SUPPLIED DATA:
PR #4344, opened 2022-01-04
doc: jan-2022 sec release pre-announcement

bengl:


mhdawson (approved):
LGTM

locale/en/blog/vulnerability/jan-2022-security-releases.md
```diff
@@ -0,0 +1,35 @@
...
+
+The 12.x release line of Node.js is vulnerable to three medium severity issues.
+
+## Release timing
+
+Releases will be available on, or shortly after, Monday, January 10th, 2021.
+
+## Contact and future updates
+
+The current Node.js security policy can be found at https://nodejs.org/en/security/. Please follow the process outlined in https://github.com/nodejs/node/blob/master/SECURITY.md if you wish to report a vulnerability in Node.js.
```
mhdawson:
```suggestion
The current Node.js security policy can be found at https://github.com/nodejs/node/blob/HEAD/SECURITY.md#security. 
Please follow the process outlined in 
```

mhdawson:
Pushed a few commits trying to fixup the link in the standard boilerplate that was removed since the last security release

nschonni:
I think the change to the linkanator action in https://github.com/nodejs/nodejs.org/pull/4309 is causing the build failure rather than an actual issue

mhdawson:
@nschonni what would you suggest we do ?

locale/en/site.json
```diff
@@ -163,10 +163,10 @@
   },
   "banners": {
     "index": {
-      "startDate": "2021-11-30T00:00:00.000Z",
-      "endDate": "2021-12-07T00:00:00.000Z",
-      "text": "Node.js training and exams discounted through Dec. 6th",
-      "link": "https://openjsf.org/blog/2021/11/29/test-your-skills-how-good-are-you-with-node-js/"
+      "startDate": "2022-01-04T16:00:00.000Z",
+      "endDate": "2022-02-04T16:00:00.000Z",
```
Trott:
```suggestion
      "endDate": "2022-01-25T16:00:00.000Z",
```

locale/en/site.json
```diff
@@ -163,10 +163,10 @@
...
+      "text": "New security releases to be made available January 10th, 2022",
+      "link": "blog/vulnerability/jan-2022-security-releases/"
```
Trott:
```suggestion
      "link": "en/blog/vulnerability/jan-2022-security-releases/"
```

tniessen (approved):

Trott:
> @nschonni what would you suggest we do ?

https://github.com/nodejs/nodejs.org/pull/4344/files#r778403894 (adding the `en/` locale prefix to the link) should fix it, I think. I'll commit that now and we'll see.

mhdawson:
@Trott thanks for trying that. Since I don't think the link was necessarily broken before I was not sure that updating the text would not break something else.

mhdawson:
And I see it's not obvious how to actually fix it...

nschonni:
Looking at https://github.com/nodejs/nodejs.org/commit/a800a29f4fbb288175aa45f510b8b2b53b2c1f75#diff-25e01f5bf6e807a24898f24cc295bb5a83a84540f8709b82187987b09a0e62c1 I don't think the locale is usually included

mhdawson:
@nschonni  +1, I'd validated that the PR was using the same format as before.

Trott:
> @Trott thanks for trying that. Since I don't think the link was necessarily broken before I was not sure that updating the text would not break something else.

It was broken when I built the site from this PR and the change I made fixed it, but maybe it fixed it in one place and broke it in another? I'll keep looking....

Trott:
OK, I think I see what's going on. On the live site. nodejs.org redirects to nodejs.org/en and the link works. However in the test site, that redirect doesn't happen, so without the /en, it's broken. Linkinator is probably testing both pages, so no matter which you do, you get a broken link. That's my guess, anyway.

locale/en/site.json
```diff
@@ -163,10 +163,10 @@
...
   "banners": {
     "index": {
-      "startDate": "2021-11-30T00:00:00.000Z",
-      "endDate": "2021-12-07T00:00:00.000Z",
-      "text": "Node.js training and exams discounted through Dec. 6th",
-      "link": "https://openjsf.org/blog/2021/11/29/test-your-skills-how-good-are-you-with-node-js/"
+      "startDate": "2022-01-04T16:00:00.000Z",
+      "endDate": "2022-01-25T16:00:00.000Z",
+      "text": "New security releases to be made available January 10th, 2022",
+      "link": "en/blog/vulnerability/jan-2022-security-releases/"
```
Trott:
```suggestion
      "link": "blog/vulnerability/jan-2022-security-releases/"
```

mhdawson:
Going to try the full link. May not be the right answer but want to see if it works

Trott:
> Going to try the full link. May not be the right answer but want to see if it works

I'd guess that will almost certainly fail CI because you'll be running on a weird port or something like that.

locale/en/site.json
```diff
@@ -163,10 +163,10 @@
...
   "banners": {
     "index": {
-      "startDate": "2021-11-30T00:00:00.000Z",
-      "endDate": "2021-12-07T00:00:00.000Z",
-      "text": "Node.js training and exams discounted through Dec. 6th",
-      "link": "https://openjsf.org/blog/2021/11/29/test-your-skills-how-good-are-you-with-node-js/"
+      "startDate": "2022-01-04T16:00:00.000Z",
+      "endDate": "2022-01-25T16:00:00.000Z",
+      "text": "New security releases to be made available January 10th, 2022",
+      "link": "blog/vulnerability/jan-2022-security-releases/"
```
mhdawson:
```suggestion
      "link": "https://nodejs.org/en/blog/vulnerability/jan-2022-security-releases/"
```

Trott:
I think the most expedient workaround for now might be to disable linkinator, which I'll do in a commit here and then open an issue.

Trott:
Wait! I'm totally wrong. It's finding a genuinely broken link.

mhdawson:
The full link seems to pass the previous failing job. It may not be the right answer for supporting other languages, but I'm going to suggest we land this way and open an issue to fixup the linkinator separately.

Trott:
It's finding ` <link rel="canonical" href="https://nodejs.org/en/blog/vulnerability/jan-2022-security-releases/">` in the rendered HTML for the blog post, but that link doesn't yet exist. It will as soon as this lands. So we'll need to find a linkinator workaround for such things. In the meantime, disabling linkinator....

Trott:
And we're not the first to have this issue: https://github.com/JustinBeckwith/linkinator/issues/175

mhdawson:
@Trott putting the full link also seemed to work so we can either do that or disable the linkinator, whichever you think it better.

Trott:
> @Trott putting the full link also seemed to work so we can either do that or disable the linkinator, whichever you think it better.

Well now I'm completely mystified.

mhdawson:
@Trott I think what is supposed to happen is that site.json has a partial link and then the build process fills in the rest of the link including the locale.  However, full links are also supported so the full link should still work when the site is published for the English locale at least and the linkinator does not flag it.

Trott:
> and the linkinator does not flag it.

But it's the same link linkinator is flagging otherwise. But whatever, it worked, let's land this thing. I can figure out the gap in my understanding some other time.

PR #4400, opened 2022-02-01
locale/sr-initial commit

lxmarinkovic:
Hi @Trott , here is a pull request with the initial commit. The rest of docs will fix over the weekend


Trott:
> Hi @Trott , here is a pull request with the initial commit. The rest of docs will fix over the weekend

Please stop tagging me on everything. There are lots of other people who review and maintain stuff in this repo. Thanks!

Trott (changes requested):
The package-lock update seems unrelated. Also, please don't copy in English language templates. If the template isn't there, then the English one will be used anyway. So don't copy them in. Just let them not be there. If you copy it in, then updates in the English template won't show up in the translation results.

@nodejs/website Do we need to do anything special to make the new language appear in the options for the internationalization menu? Or does it happen automagically?

PR #4428, opened 2022-02-18
Add automatic light/dark theme switching based on prefers-color-scheme if the user has not explicitly asked for a static theme

nobelharvards:
Currently, the website's initial theme is set based on the user's `prefers-color-scheme`.

This value is fixed when returning to the website. It does not bother to check `prefers-color-scheme` again to see if the user might have changed their OS/browser level theme setting unless the cookies/cache are wiped.

So if a user has their OS/browser theme set to dark, the website will match their setting with a dark theme on their first visit, but if they were to switch their OS/browser theme to light (either on the spot or on a return visit), the website would remain dark.

This may be desirable if the user has explicitly asked for a static theme by clicking on the toggle theme button, but it otherwise feels like a missed opportunity to not have the website dynamically follow the OS/browser level theme via `prefers-color-scheme`.

This change allows for automatic light/dark theme based on the user's `prefers-color-scheme` if the user has not explicitly asked for a static theme by clicking on the toggle theme button. If the user asks for a static theme, the theme will no longer change when `prefers-color-scheme` changes.

This will not work when JavaScript is disabled. That will require CSS media queries.


Trott:
@nodejs/website

DerekNonGeneric (approved):

osk2 (approved):

static/js/themeSwitcher.js
```diff
@@ -12,7 +12,6 @@
 
   function setTheme(theme) {
     document.querySelector('html').setAttribute(themeAttr, theme);
-    window.localStorage.setItem('theme', theme);
```
Trott, line 15: I would expect with this line removed that the last selected theme color would no longer be remembered by the browser, but a quick test (assuming I did it correctly) shows that it is in fact being remembered. Is localstorage being set somewhere else and this line is a duplicate or something?

nobelharvards: There is another `window.localStorage.setItem('theme', theme);` in setTheme in main.js.

`setTheme` and `getTheme` in `themeSwitcher.js` are called when the page is first loaded.

There are separate setTheme and getTheme functions in main.js that are called when the theme toggle is clicked.

You can verify this behaviour by putting logging statements in the set and get theme functions in both files. setTheme in themeSwitcher.js is called once on loading, `setTheme` in main.js is called when the theme toggle is clicked.

So if someone visits for the first time or clears cookies/cache, the initial theme will match their OS/browser theme, but with this change, that preference won't be stored. The event listener will also change the theme without having to refresh the page.

Once someone clicks the theme toggle button, however, the theme preference will be saved and the theme will become static.

Before this change, the website would set its initial theme based on `prefers-color-scheme`, but it stores that preference and does not check `prefers-color-scheme` again, resulting in a static theme without the user explicitly asking for it.

This was likely written by someone who has their OS/browser set to always light or always dark. This change will accomodate people who schedule their OS/browser to switch light/dark theme based on time of day or just switch system theme regularly for other reasons.

Trott (approved):

Trott:
Thanks for the contribution! 🎉

PR #4451, opened 2022-03-01
Fixed typo (bug in code example)

ackinc:


Trott:
@nodejs/diagnostics

RafaelGSS (changes requested):
The current code is correct. It aims to return `400` if the user already exists, otherwise, it creates.

nschonni:
I think this has come up and reverted back and forth a few times. It might be worth having a code comment in the sample to clear up the confusion

ackinc:
> The current code is correct. It aims to return `400` if the user already exists, otherwise, it creates.

Not sure I agree, @RafaelGSS . Why would the handler of the `/auth` route, whose goal is to check whether a supplied password belongs to the specified user or not, return a 400 if the user exists?

In fact, just a few lines below my change, the handler refers to `user[username]`. This is unreachable code if the handler returns 400 if `user[username]` already exists.

Perhaps you're thinking of the `/newUser` route, which is defined elsewhere in the same file.

RafaelGSS (approved):
LGTM

RafaelGSS:
> In fact, just a few lines below my change, the handler refers to user[username]. This is unreachable code if the handler returns 400 if user[username] already exists.

You right. I was seeing another handler.

benjamingr (dismissed):

Trott (approved):

PR #4483, opened 2022-03-13
Remove call to deprecated function util.inherits

louwers:
### Affected URL(s)

https://nodejs.org/en/docs/guides/event-loop-timers-and-nexttick

### Description of the problem

On the bottom of this help page, `util.inherits` is used.

This function is [deprecated](https://nodejs.org/docs/latest/api/util.html#utilinheritsconstructor-superconstructor). I think the docs should set an example and not use deprecated functionality! The example should be updated with `class` based syntax.


XhmikosR (approved):

ghost (approved):

ghost:
@nodejs/translators : This file has been updated, please do translations when possible :)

EXERCISE DESCRIPTION:
Only a number is wanted: how many lines of the material above hold "window"?

TASK RESPONSE:
2